PR #3373, opened 2026-03-11
Add support to infer config with no config file

dipannita08:
# Description

Currently users need to pass in the file path to config file when running MaxText workloads (`src/maxtext/configs/post_train/rl.yml`)

This change adds support to resolve or infer the config without requiring the user to specify the config path, while previous functionality is still supported.

FIXES: b/491604657

# Tests

- CI
-  Run a workload without config:
```
python3 -m maxtext.trainers.pre_train.train \
  run_name=$RUN_NAME \
  base_output_directory=$OUTPUT_PATH \
  dataset_type=synthetic \
  steps=$STEPS
```
-  Run a workload with config:
```
  run_name=$RUN_NAME \
  base_output_directory=$OUTPUT_PATH \
  dataset_type=synthetic \
  steps=$STEPS
```
- Checkpoint conversion test results: https://paste.googleplex.com/4850770987057152

# Checklist

### DIFF
--- a/src/maxtext/configs/pyconfig.py
+++ b/src/maxtext/configs/pyconfig.py
@@ -29,7 +29,7 @@ import jax.numpy as jnp
 import omegaconf
 
 from maxtext.configs import pyconfig_deprecated
-from maxtext.utils.globals import MAXTEXT_CONFIGS_DIR
+from maxtext.utils.globals import MAXTEXT_CONFIGS_DIR, MAXTEXT_PKG_DIR
 from maxtext.common.common_types import DecoderBlockType, ShardMode
 from maxtext.configs import types
 from maxtext.configs.types import MaxTextConfig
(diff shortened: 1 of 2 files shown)


src/maxtext/configs/pyconfig.py
```diff
@@ -227,7 +243,16 @@ def initialize_pydantic(argv: list[str], **kwargs) -> MaxTextConfig:
...
+  config_arg = argv[1]
+  if config_arg.startswith("config="):
+    name = config_arg[len("config="):]
+    if name not in _CONFIG_FILE_MAPPING:
+      raise ValueError(
+          f"Cannot find a config file for config type '{name}'."
+      )
+    config_path = os.path.join(MAXTEXT_CONFIGS_DIR, _CONFIG_FILE_MAPPING[name])
+  else:
+    config_path = resolve_config_path(config_arg)
```
shralex: Instead of the changes above, can we add the following line to resolve_configs_path:

  if param in _CONFIG_FILE_MAPPING: return os.path.join(MAXTEXT_CONFIGS_DIR, _CONFIG_FILE_MAPPING[param])

Here is why I like this more: the changes above require "config=..." to always be the second argument of the command, the key and value need to be parsed using this new logic rather than one of the standard parsing libraries we're using. Instead what I propose is a minimal change to user experience and seems a bit more robust.

shralex (changes requested):

src/maxtext/configs/pyconfig.py
dipannita08: Got rid of the `config=`parameter all together. The config file is inferred if the user does not want to provide the config file path.

src/maxtext/configs/pyconfig.py
```diff
@@ -46,6 +46,47 @@
 # Don't log the following keys.
 KEYS_NO_LOGGING = ("hf_access_token",)
 
+# Module paths to their default config file (relative to MAXTEXT_CONFIGS_DIR).
+_CONFIG_FILE_MAPPING: dict[str, str] = {
```
igorts-git, line 50: do we need to include our checkpoint conversion script `to_maxtext` here as well?

dipannita08: Yes included `to_maxtext` and `to_huggingface`, and validated by @hengtaoguo.

src/maxtext/configs/pyconfig.py
```diff
@@ -46,6 +46,49 @@
...
+    "maxtext.trainers.pre_train.train": "base.yml",
+    "maxtext.trainers.pre_train.train_compile": "base.yml",
+    "maxtext.trainers.post_train.distillation.train_distill": "post_train/distillation.yml",
+    "maxtext.trainers.post_train.rl.train_rl": "post_train/rl.yml",
+    "maxtext.trainers.post_train.sft.train_sft": "post_train/sft.yml",
+    "maxtext.trainers.post_train.sft.train_sft_deprecated": "post_train/sft.yml",
+    "maxtext.inference.decode": "inference/inference.yml",
```
bvandermoon: I thought some of these like decode still mainly used `base.yml`?

bvandermoon: Yes it looks `decode` uses `base.yml`: https://github.com/search?q=repo%3AAI-Hypercomputer%2Fmaxtext%20%22python3%20-m%20maxtext.inference.decode%22&type=code

Mind double checking if some of the others do too?

dipannita08: Thanks, updated.

PR #3382, opened 2026-03-11
Implementation for soft offline distillation using saved top-k teacher logits

ajkv-google:
# Description

This PR introduces an end-to-end offline distillation training pipeline. Previously, the distillation loop executed in an "online" mode, which required both the frozen Teacher model and the learning Student model to be loaded and executed simultaneously during training. This change allows the trainer to load pre-computed, top-K Teacher logits from .array_record files, which allows us to bybass the forward pass for the teacher model during the training loop.

# Tests

Tested this code change by running the following command (using [Yaml File for Offline Distillation](https://paste.googleplex.com/4523353181388800))

`python3 src/maxtext/trainers/post_train/distillation/train_distill.py   src/maxtext/configs/post_train/distillation.yml   steps=100   tokenizer_path="/mnt/ajkv/disks/codebase/maxtext/src/maxtext/assets/tokenizers/tokenizer_llama3.tiktoken"`

Truncated output showing the successful run: https://paste.googleplex.com/4879271282737152.

Verified that the training happened successfully and finished the distillation run. 

# Checklist

### DIFF
--- a/tests/post_training/unit/train_distill_test.py
+++ b/tests/post_training/unit/train_distill_test.py
@@ -709,6 +709,8 @@ class TrainDistillTest(unittest.TestCase):
     mock_student_cfg.checkpoint_period = 10
     mock_student_cfg.gradient_clipping_threshold = 0.0
     mock_student_cfg.eval_interval = -1
+    mock_student_cfg.gradient_accumulation_steps = 1
+    mock_student_cfg.global_batch_size = 8
 
     # Add dummy numbers for strategy math/logic
     mock_student_cfg.distill_temperature = 1.0
@@ -786,6 +788,8 @@ class TrainDistillTest(unittest.TestCase):
     mock_student_cfg.checkpoint_period = 10
     mock_student_cfg.gradient_clipping_threshold = 0.0
     mock_student_cfg.eval_interval = -1
+    mock_student_cfg.gradient_accumulation_steps = 1
+    mock_student_cfg.global_batch_size = 8
 
     # Add dummy numbers for strategy math/logic
     mock_student_cfg.distill_temperature = 1.0


src/maxtext/trainers/post_train/distillation/distillation_utils.py
```diff
@@ -63,13 +68,64 @@ class MaxTextTrainingInput(peft_trainer.TrainingInput):
...
 # -----------------------------------------------------------------------------
 
 
+class OfflineArrayRecordIterator:
+  """Reads the pre-generated global top-k logits file."""
+
+  def __init__(self, data_dir: str, epochs: int = 100):
+    # Check if the user passed a directory or a direct file path
+    if tf.io.gfile.isdir(data_dir):
+      self.filepath = os.path.join(data_dir, "teacher_top_k_global.array_record")
```
entrpn: is it ok to hardcode this file as teacher_top_k_global.array_record?

src/maxtext/trainers/post_train/distillation/train_distill.py
```diff
@@ -605,8 +637,26 @@ def main(argv: Sequence[str]) -> None:
   teacher_config = pyconfig.initialize(teacher_argv, **teacher_overrides)
 
   # 4. Run Training
-  train_distill(student_config, teacher_config)
+  train_distill(student_config, teacher_config, local_args.offline_distillation, local_args.offline_data_dir)
 
 
 if __name__ == "__main__":
-  app.run(main)
+  parser = argparse.ArgumentParser()
```
entrpn: I think these should go inside types.py to add them as part of the config.

ajkv-google: That makes sense, it would make the command less complex and make things more organized if it is in the config. I moved these to types.py and verified the training ran successfully after the change.

src/maxtext/trainers/post_train/distillation/distillation_utils.py
ajkv-google: In the save_top_k_teacher logits file (from this [PR](https://github.com/AI-Hypercomputer/maxtext/pull/3193)), we are writing a single arrayrecord file from one host rather than having multiple hosts write their chunks of data. So, I just named the file as "teacher_top_k_global.arrayrecord". But, I believe not everyone running offline distillation will use the same file to save top-k teacher logits, so I will add this as a field to the config so that users can specify the filename of the saved top-k teacher logits to have it be dynamic.

src/maxtext/configs/types.py
```diff
@@ -1071,6 +1071,14 @@ class Distillation(BaseModel):
       description="Overrides specific to the Teacher model (e.g., {'num_query_heads': 64}).",
   )
 
+  # --- Offline Distillation Fields ---
+  offline_distillation: bool = Field(
```
vlad-karp: looks redundant 
if  you specify offline_data_dir parameter, that can be a direct sign of switching to the offline processing

src/maxtext/trainers/post_train/distillation/train_distill.py
```diff
@@ -513,18 +527,35 @@ def labels_fn(targets, targets_segmentation=None, **kwargs):
...
+    }
+
+    # If we are in online mode then we exit
+    if getattr(batch, "top_k_logits", None) is None:
+      return inputs_dict
+
+    # Scatter the offline arrays into a dense tensor of -10000s
+    dense_shape = batch.input_tokens.shape + (student_config.vocab_size,)
+    dense_logits = jnp.full(dense_shape, -10000.0, dtype=jnp.float32)
+    dense_logits = jnp.put_along_axis(dense_logits, batch.top_k_indices, batch.top_k_logits, axis=-1, inplace=False)
```
vlad-karp, line 562: why inplace=False?

ajkv-google: Jax arrays are immutable, so when you use `jnp.put_along_axis`, it will create a new array with the updated values. In standard numpy, you can modify arrays in place, but cannot with jax. So, you need to set inplace=False so that jax knows to return the newly created array instead of throwing an error for trying to modify the original one. Here is the documentation explaining how this arg must be set to False: https://docs.jax.dev/en/latest/_autosummary/jax.numpy.put_along_axis.html

src/maxtext/configs/types.py
ajkv-google: That's true, I removed the offline_distillation field from the config and relied on offline_data_dir in the train_distill.py file to check when to perform offline/online distillation

src/maxtext/trainers/post_train/distillation/train_distill.py
vlad-karp: yes, but is there a specific need to use a jax initial array instead of numpy one?

ajkv-google: yes, the code runs inside of a jitted function, and numpy functions cannot handle the jax tracers. If we use numpy, the code will crash and not trace properly, so we have to stick to jnp.

vlad-karp: wondering if it will be faster to do this logic on cpu in-place in parallel with train steps execution on tpus

ajkv-google:
Added unit tests to make sure that in offline mode, only the student model is loaded, while in online mode, both the student and teacher models are loaded. Below are the commands I used to run each of the unit tests:

Test offline distillation: 

- `pytest tests/post_training/unit/train_distill_test.py -k "test_main_offline_mode_skips_teacher_loading"`

Test online distillation: 

- `pytest tests/post_training/unit/train_distill_test.py -k "test_main_online_mode_loads_teacher"`

vlad-karp (approved):

PR #3409, opened 2026-03-13
Adding single-host integration test for GRPO and GSPO.

NicoGrande:
# Description

Adds an end-to-end integration test for both GRPO and GSPO workflows on qwen3-0.6b (which should work e2e on a single v6e-4 TPU VM). 

FIXES: b/490410666, b/490411100, b/490409949, b/490410743

# Tests

Tests are skipped for now pending debugging on v6e-4

# Checklist

### DIFF
--- a/src/maxtext/configs/inference/vllm.yml
+++ b/src/maxtext/configs/inference/vllm.yml
@@ -14,6 +14,8 @@
 
 base_config: "base.yml"
 attention: "vllm_rpa"
+model_call_mode: "inference"
+
 # NNX required for vLLM integration
 enable_nnx: True
 # Avoid re-initializing JAX distributed system when using vLLM
--- a/tests/integration/single_host_train_rl_test.py
+++ b/tests/integration/single_host_train_rl_test.py
@@ -1,0 +1,221 @@
+# Copyright 2023–2025 Google LLC
+#
+# Licensed under the Apache License, Version 2.0 (the "License");
+# you may not use this file except in compliance with the License.
+# You may obtain a copy of the License at
+#
+#    https://www.apache.org/licenses/LICENSE-2.0
+#
+# Unless required by applicable law or agreed to in writing, software
+# distributed under the License is distributed on an "AS IS" BASIS,
+# WITHOUT WARRANTIES OR CONDITIONS OF ANY KIND, either express or implied.
+# See the License for the specific language governing permissions and
+# limitations under the License.
+
+"""
+Integration test for train RL GRPO and GSPO-token workflows with actual dataset/checkpoint.
+Tests the workflow in src/maxtext/trainers/post_train/rl/train_rl.py
+"""
+
+import os
+import logging
+import unittest
+import pytest
+import jax
+import jax.numpy as jnp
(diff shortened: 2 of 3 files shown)


src/maxtext/configs/inference/vllm.yml
```diff
@@ -14,6 +14,8 @@
 
 base_config: "base.yml"
 attention: "vllm_rpa"
+model_call_mode: "inference"
```
xuefgu, line 17: Where is this new config used below?

tests/integration/single_host_train_rl_test.py
```diff
@@ -0,0 +1,201 @@
...
+        f"chips_per_vm={jax.device_count()}",
+        "scan_layers=True",
+        "hbm_utilization_vllm=0.4",
+        "rollout_data_parallelism=1",
+        "rollout_tensor_parallelism=-1",
+        "rl.num_generations=16",
+        "load_parameters_path=gs://maxtext-model-checkpoints/qwen3-0.6b/2025-10-27/scanned/0/items",
+    ]
+
+  def _run_rl_workflow_end_to_end(self, extra_argv):
```
xuefgu, line 86: Why do we need this vs. directly calling `rl_train()` for various configs?

xuefgu (commented):
Many thanks Nico! Just a couple of quick clarifications.

src/maxtext/configs/inference/vllm.yml
NicoGrande: This is for MoE! Its unrelated but I wanted to squeeze it in to this PR since we should always be setting this in the vLLM codepath.

tests/integration/single_host_train_rl_test.py
NicoGrande: The biggest benefit is to be able to access some of the internals of `rl_train()`. For instance, this allows us to assert that the actor model params are being updated.

xuefgu: The concern is the gradual/eventual divergence of logic in `rl_train()` and the tests. Any way we can mitigate that?

src/maxtext/configs/inference/vllm.yml
dipannita08: Is the entry point for this through train_rl?

xuefgu (approved):
Deferring to you on how to handle the divergence between tests and application logic. Thanks again for the PR!

src/maxtext/configs/inference/vllm.yml
NicoGrande: No, vllm.yml is only used in the MaxText on vLLM adapter class here: https://github.com/AI-Hypercomputer/maxtext/blob/main/src/maxtext/integration/vllm/maxtext_vllm_adapter/adapter.py#L73

tests/integration/single_host_train_rl_test.py
NicoGrande: Its a good point - I could add a couple of test cases that just calls `rl_train()` directly to test that API also.

PR #3423, opened 2026-03-16
Restrict supported Python versions to >=3.11

psanal35:
Downstream dependencies, such as `pathwaysutils`, require Python >= 3.11.
The current requires-python >=3.10 causes dependency resolution failures.

This PR updates the project metadata to reflect the supported Python versions. The error:
```
Updating https://github.com/AI-Hypercomputer/pathways-utils.git (HEAD)
    Updated https://github.com/mlperf/logging.git (34903058ee63d3a7c3bcc1a6ca04e2aa5ed6af9c)
    Updated https://github.com/AI-Hypercomputer/pathways-utils.git (2c8593c7ac6e183f9208be1940dac123373bf9bb)
  × No solution found when resolving dependencies for split (markers:
  │ python_full_version == '3.10.*'):
  ╰─▶ Because the requested Python version (>=3.10) does not satisfy
      Python>=3.11 and jax>=0.7.2 depends on Python>=3.11, we can conclude
      that jax>=0.7.2 cannot be used.
      And because only the following versions of jax are available:
          jax<=0.7.2
          jax==0.8.0
          jax==0.8.1
          jax==0.8.2
          jax==0.8.3
          jax==0.9.0
          jax==0.9.0.1
          jax==0.9.1
      and pathwaysutils==0.1.5 depends on jax>=0.7.2, we can conclude that
      pathwaysutils==0.1.5 cannot be used.
      And because only pathwaysutils==0.1.5 is available and your project
      depends on pathwaysutils, we can conclude that your project's
      requirements are unsatisfiable.
      hint: While the active Python version is 3.12, the resolution failed for
      other Python versions supported by your project. Consider limiting your
      project's supported Python versions using `requires-python`.
      hint: The `requires-python` value (>=3.10) includes Python versions that
      are not supported by your dependencies (e.g., jax>=0.7.2 only supports
      >=3.11). Consider using a more restrictive `requires-python` value (like
      >=3.11).
```

### DIFF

--------------------------------------------------

● Assigned task
Go through the entries above and pull out each line with "required" in it.

● Result
This PR introduces an end-to-end offline distillation training pipeline. Previously, the distillation loop executed in an "online" mode, which required both the frozen Teacher model and the learning Student model to be loaded and executed simultaneously during training. This change allows the trainer to load pre-computed, top-K Teacher logits from .array_record files, which allows us to bybass the forward pass for the teacher model during the training loop.
 # NNX required for vLLM integration
+# Unless required by applicable law or agreed to in writing, software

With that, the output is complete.